# Black spots on my plants



## Fish are friends (5 Apr 2021)

I’ve noticed lately that my plants have developed black spots on some of the leaves. I’m guessing it’s algae of some sort. The lights are on for 9 hrs. I’ve recently changed the t8 lights for a nicrew skyled and I have a Superfish retro led. its a 250l tank 60cm deep I dose tnc complete once a weeek. im guessing it’s possibly too much light. What do you think.


----------



## GHNelson (5 Apr 2021)

Tad more information needed!





						Please read the guidelines for Algae help!
					

Dear Member  Please give as much detail as possible regarding your aquarium set-up, when requiring advice/help!

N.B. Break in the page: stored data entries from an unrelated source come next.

Issue #5768, opened 2026-04-30
type checker error summary of pyast_gen_pass


SandeepaHWP:
## Overview

Running `jac check jac/jaclang/jac0core/passes/pyast_gen_pass.jac` (post `jac purge` on updated main).

**Total errors: 76** (down from 92 — 16 fixed by `CheckNodeIsinstanceCallResult` update)

---

<img width="857" height="602" alt="Image" src="https://github.com/user-attachments/assets/ad5a5bd8-98e0-466b-b865-74a5e2276e2e" />

## False Positives (54 errors, 71%) — Type Checker Gaps

These are not code bugs. No fix needed.

| # | Category | Count | Codes |
|---|---|---|---|
| 1 | `isinstance()` narrowing failures — checker doesn't narrow `ast3.AST` to subtype after check, flags `.lineno`, `.col_offset`, `.end_lineno`, `.jac_link`, `.id`, `.elts`, `.ctx`, `.attr`, `.left`, `.ops` | 16 | E1030, E1031 |
| 2 | AST subtype attrs post-isinstance — same root, wider set: `.ctx`, `.func`, `.args`, `.slice`, `.value`, `.keys`, `.patterns`, `.rest`, `.comparators`, `.keyword` | 19 | E1030, E1031 |
| 3 | Union type safe access ignored — `.parent`, `.sym_name`, `.name` on unions where None guards already exist (~lines 214, 222, 262, 286, 582) | 5 | E1099 | #5794 #5795 #5797 #5798  
| 4 | Property setter not recognized — `@gen.setter` treated as function not property descriptor (`unitree.jac:58`) | 2 | E1031 |
| 5 | Unknown type in loops/comprehensions — checker reports `<Unknown>` inside complex comprehensions, flags `.arg`, `.value` downstream | 6 | E1032, E1053 |
| 6 | Enum `__members__` not recognised — `Tokens.__members__` is a valid Python enum runtime attribute | 2 | E1030 |
| 7 | Parameter narrowing after guards — type narrowed by surrounding guards but not propagated through call site | 4 | E1053, E1099 |

---

## Real Errors (22 errors, 29%) — Need Fixing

Please upload photographs if possible. Copy and Paste the numbered questions and add your answers next to each!  1. Size of tank in litres. 2. Age of the set - up. 3. Filtration. 4...



					www.ukaps.org


----------



## Fish are friends (5 Apr 2021)

sorry I’ll add the extra info.
1: the tank is 250l
2: been set up just over 3 months
3: I’m running a Boyu ef35 and an internal sponge bubble filter
4: I’ve got a Superfish 30w retro LED and a nicrew skyLED which are on for 9 hrs a day.
5: the substrate is Colombo flora base pro with a gravel topper
6: non co2
7: ferts are 25ml of TNC complete once a week
8: 30% water chage every 2 weeks with dechlorinated tap water
9: anubias consensus, Amazon swords, cryptocoryne wendtii, vallis, hygrphilia polysperma, Ludwigia palustrus, rotala orange juice, Christmas moss and fissidens fontanas, all planted between 15/1/21 and 15/3/21.
10: livestock, 4 dwarf gourami, 5 orange fin danios, 2 leopard danios, 5 ottos 1 adult platy and about 10 juvenile, 1 L134 plec and a number of cherry shrimp.


----------



## ceg4048 (5 Apr 2021)

Fish are friends said:


> im guessing it’s possibly too much light. What do you think


Correct!


----------